Williams G T, Geraghty J M, Campbell F, Appleton M A, Williams E D
Department of Pathology, University of Wales College of Medicine, Heath Park, Cardiff, UK.
Br J Cancer. 1995 May;71(5):1077-80. doi: 10.1038/bjc.1995.208.

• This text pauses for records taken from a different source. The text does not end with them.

Issue #646, opened 2017-04-10
Add .path property to keys


nh2:
Keys are put into `/run/keys` by convention; it would be great if the final path of a key would be exposed in a `.path` property that I can reference in my configuration in order to protect me from typos.

domenkozar:
Implemented in https://github.com/NixOS/nixops/pull/664

PR #650, opened 2017-04-16
Stop storing keys in the nix store for storeKeysOnMachine.

kevincox:
This patch changes storeKeysOnMachine to work roughly the same way when
true as when false. The only difference is that the keys are stored in
/var/keys (which is usually a real disk) as opposed to /run/keys (which
is RAM).

This is an improvement on the previous version of storeKeysOnMachine
where the keys were stored in the Nix store and linked from /run/keys.
The previous version doesn't allow setting unix permissions on the keys,
meaning any process on the server can read all keys.

This solution has the downside that rolling back doesn't roll back the
keys, however this is consistent with how storeKeysOnMachine=false works
so shouldn't be a major concern. Furthermore if someone wants to have
the keys rollback with the system they can use builtins.toFile instead
of the keys mechanism which works the same way that the previous
storeKeysOnMachine=true worked.

Additionally a symlink /etc/nixos-keys has been added that will be set
to the appropriate key location to make it easier to switch between the
options.


kevincox:
cc: @aszlig @ryanartecona @edolstra as you guys have touched this code last.

domenkozar:
So really `storeKeysOnMachine` should be called `persistKeys`?

kevincox:
Yeah, it probably could have a better name. But that is orthogonal to this PR.

kevincox:
On Apr 25, 2017 19:28, "aszlig" <notifications@github.com> wrote:

First of all, having /etc/nixops-keys sounds a bit dangerous to me, given
that files in /etc are usually generated and might be overwritten if there
is an environment.etc."nixops-keys" option definition. So I'd opt to use
something in /var/lib instead.

How about setting up the symlink using Nix. That sounds like the best of
both worlds.

But that aside, having different key directories based on whether
storeKeysOnMachine is true or false is also not necessary here, because we
can simply bind-mount the keys from let's say /var/lib/nixops-keys to
/run/keys - even on a one by one basis.

Call me whatever you will but I like the simplicity of a different
directory over bind mounting a dink directory over a ramfs. However if
people prefer a bind mount I'll galdly change it.

aszlig:
@kevincox: Instead of bind mounts, I guess symlinks are okay as well, since that's what's already done in the existing implementation, although a bind mount would have the advantage that it will work even if programs don't properly dereference symlinks or doing permission checks on the symlink.

Having it in a different directory now means that existing deployments need to check `storeKeysOnMachine` in order to figure out the right directory, so even if we go that road it might be a good idea to make this available via a module option or even argument.

Another problem I see here (which is problematic for `storeKeysOnMachine` as well, but it's a `ramfs` so keys don't persist) is that old keys are not removed.

kevincox:
> Having it in a different directory now means that existing deployments need to check storeKeysOnMachine in order to figure out the right directory, so even if we go that road it might be a good idea to make this available via a module option or even argument.
I didn't really want to worry about linking from a ramfs but since I'm chmoding them anyways I may as well.

Updated.

> Another problem I see here (which is problematic for storeKeysOnMachine as well, but it's a ramfs so keys don't persist) is that old keys are not removed.
I didn't really want to remove the keys on deploy because the new keys are uploaded before the new config is activated. I could probably add it to the chmod activation script but since removing keys is pretty rare I propose pushing this to the next PR.

ip1981:
Guys, how about adding an option for keys path? Defaulting to `/run/keys`? So instead of guessing on `storeKeysOnMachine`, one can choose path where to put keys?

I used to have services for persisting keys: https://gist.github.com/ip1981/755f7bf71c157ebb1bd8f6d404cae5d3

And I'm really ready for configurable keys path: https://github.com/ip1981/nixsap/blob/49659d55878d09827566902d07d01f051926aff2/modules/deployment/keyrings.nix#L38 :)

domenkozar:
We clearly need to document motivations for these options. We are mixing different needs here.

The way I see it:

1) Storing keys in nix store is useful for rollbacks. Since that exposes the keys, this is not the default.

2) Storing keys in `/run/keys/*` location could be configurable together with fixing https://github.com/NixOS/nixops/issues/646

domenkozar:
A different take on this: https://github.com/NixOS/nixops/pull/664

kevincox:
> Guys, how about adding an option for keys path? Defaulting to /run/keys. So instead of guessing on storeKeysOnMachine, one can choose path where to put keys.

This is what the first version did basically. It was binary but changing the target would be trivial. It also added a `/etc/nixops-keys` symlink to abstract where it was stored from users.

> Storing keys in /nix/store/ is useful for rollbacks. Since that exposes the keys as world readable, this is not the default.

If you want to do this simply use builtins.toFile. I don't see any advantage to using the keys system.

> Storing keys in /run/keys/* location could be configurable together with fixing #646

I'm okay with that.

ip1981:
Honestly, I think rollbacks are overestimated. First of all, it means discrepancy between the machine specification and actual state. Second, deploy with previous configuration is in fact a rollback. If you haven't done GC, it will be very fast. Quick rollback in case of f*ck up... should not happen :) Thank to Nix, I can test configurations and migrations to death before pushing to production.

ip1981:
I only see some value in "keys in the store" that if key content changes you will get activation/restart. There is a hopefully nice workaround: use new key name for new content, e .g. by appending a number :)

kevincox:
I think rollbacks aren't commonly useful to have for the key level. I would argue that they are very useful however when you need to get an ssh server running so that you can deploy the new version :)

domenkozar:
https://github.com/NixOS/nixops/pull/664 is ready for review as an alternative implementation. It doesn't change behavior of `storeKeysOnMachine = true`, but it allows to specify `destDir` when `storeKeysOnMachine = false`.

grahamc:
Hello!

Thank you for this PR. 

NixOps:

   Here are some of them:
   
   required during CI.

on.

closing it now.

Graham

Hereditary non-polyposis colorectal cancer (HNPCC) has recently been linked to germline defects of DNA repair genes. Colorectal tumours in HNPCC frequently show DNA microsatellite instability, but it is not certain whether this mutator phenotype occurs throughout the morphologically normal colonic mucosa. We have previously used the mPAS histochemical technique in human colorectal mucosa to identify a polymorphism for O-acetyltransferase activity that shows monogenic inheritance and to show that crypt-restricted loss of O-acetyltransferase activity in heterozygotes is due to somatic mutation. We have now used this histochemical technique to measure the somatic mutation frequency in the uninvolved colon of 12 heterozygous patients with HNPCC, 15 with ileocaecal Crohn's disease and 16 with sporadic colorectal cancer (CRC). HNPCC patients showed a significant increase in mutation frequency with age (Mann-Whitney U, P = 0.02). In HNPCC patients aged < 49 years the mean stem cell mutation frequency was significantly lower than in the slightly younger group of patients with Crohn's disease (0.8 +/- 0.9 x 10(-4) vs 3.5 +/- 3.3 x 10(-4), P < 0.01), probably reflecting an increased mutation rate relating to chronic mucosal damage in Crohn's disease. Although not statistically significant, the stem cell mutation frequency was slightly less in HNPCC patients > 50 years than in sporadic CRC cases (4.9 +/- 3.4 x 10(-4) vs 5.9 +/- 3.6 x 10(-4), P > 0.5). We conclude that germline defects in HNPCC do not result in a generalised increase in liability to mutation in normal colonic mucosa but that a second, somatic, event is required. We postulate that this second event occurs in crypt stem cells at low frequency, giving rise to scattered individual crypts composed of mutation-prone cells. The cells in these crypts are then at high risk of acquiring the mutations that lead to adenomas, and to rapid progression to carcinoma.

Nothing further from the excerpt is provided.